* Task to carry out
List each line of the data that holds the string "issue".
=== Data section ===
PR #1290, opened 2021-11-30
Feed fully qualified Docker Image URLs into the Nomad file instead of piecemeal tags and container_repos

wimax-grapl:
https://github.com/grapl-security/issue-tracker/issues/697

Previously we'd feed a `container_repository` and `tag`s into the Nomad file and do some variable interpolation inside Nomad to build the Docker Image ID ("okay, where do we find the docker image?")

I'm lifting this work up to the Pulumi level per the attached issue.
Main motivation for picking this up now: we will soon potentially be in a situation where some images come from the `grapl/raw` cloudsmith repo, and some come from the `grapl/$USERNAME` repo (if I wanted to upload 1 image for testing). This is much easier to reason about at the Pulumi level. 

against CI

### DIFF
--- a/nomad/grapl-core.nomad
+++ b/nomad/grapl-core.nomad
@@ -18,14 +18,6 @@ variable "container_images" {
===
* Solution for this task
https://github.com/grapl-security/issue-tracker/issues/697
I'm lifting this work up to the Pulumi level per the attached issue.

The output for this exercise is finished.